▸ Provided records
PR #182, opened 2023-03-27
new api's for getting master data's

Manas-tarento:


src/main/java/org/sunbird/common/util/Constants.java
```diff
@@ -35,6 +35,21 @@ public class Constants {
 	public static final String DEPARTMENT_NAME = "department_name";
 	public static final String UNIT_NAME = "unit_name";
 	public static final String LANGUAGES_KNOWN = "languages_known";
+	public static final String LANGUAGE = "language";
+	public static final String LANGUAGES = "languages";
+	public static final String GRADUATION = "graduation";
+	public static final String GRADUATIONS = "graduations";
+	public static final String POST_GRADUATION = "postGraduation";
+	public static final String POST_GRADUATIONS = "postGraduationS";
```
karthik-tarento: typo in last char

src/main/java/org/sunbird/searchby/model/MasterData.java
```diff
@@ -0,0 +1,54 @@
+package org.sunbird.searchby.model;
+
+import com.fasterxml.jackson.annotation.JsonProperty;
+
+public class MasterData {
+    private String Id;
```
karthik-tarento: variable name shouldn't start in capital

src/main/java/org/sunbird/searchby/model/MasterData.java
```diff
@@ -0,0 +1,54 @@
...
+    private String contextType;
+    @JsonProperty("contextname")
```
karthik-tarento: No need to add jsonProperty -- you need to add contextname to contextName conversion in cassandratablecolumn.properties file...

src/main/java/org/sunbird/searchby/service/MasterDataServiceImpl.java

▸ Prompt
Return every record above exactly as written.

▸ Solution
PR #182, opened 2023-03-27
new api's for getting master data's

Manas-tarento:


src/main/java/org/sunbird/common/util/Constants.java
```diff
@@ -35,6 +35,21 @@ public class Constants {
 	public static final String DEPARTMENT_NAME = "department_name";
 	public static final String UNIT_NAME = "unit_name";
 	public static final String LANGUAGES_KNOWN = "languages_known";
+	public static final String LANGUAGE = "language";
+	public static final String LANGUAGES = "languages";
+	public static final String GRADUATION = "graduation";
+	public static final String GRADUATIONS = "graduations";
+	public static final String POST_GRADUATION = "postGraduation";
+	public static final String POST_GRADUATIONS = "postGraduationS";
```
karthik-tarento: typo in last char

src/main/java/org/sunbird/searchby/model/MasterData.java
```diff
@@ -0,0 +1,54 @@
+package org.sunbird.searchby.model;
+
+import com.fasterxml.jackson.annotation.JsonProperty;
+
+public class MasterData {
+    private String Id;
```
karthik-tarento: variable name shouldn't start in capital

src/main/java/org/sunbird/searchby/model/MasterData.java
```diff
@@ -0,0 +1,54 @@
...
+    private String contextType;
+    @JsonProperty("contextname")
```
karthik-tarento: No need to add jsonProperty -- you need to add contextname to contextName conversion in cassandratablecolumn.properties file...

src/main/java/org/sunbird/searchby/service/MasterDataServiceImpl.java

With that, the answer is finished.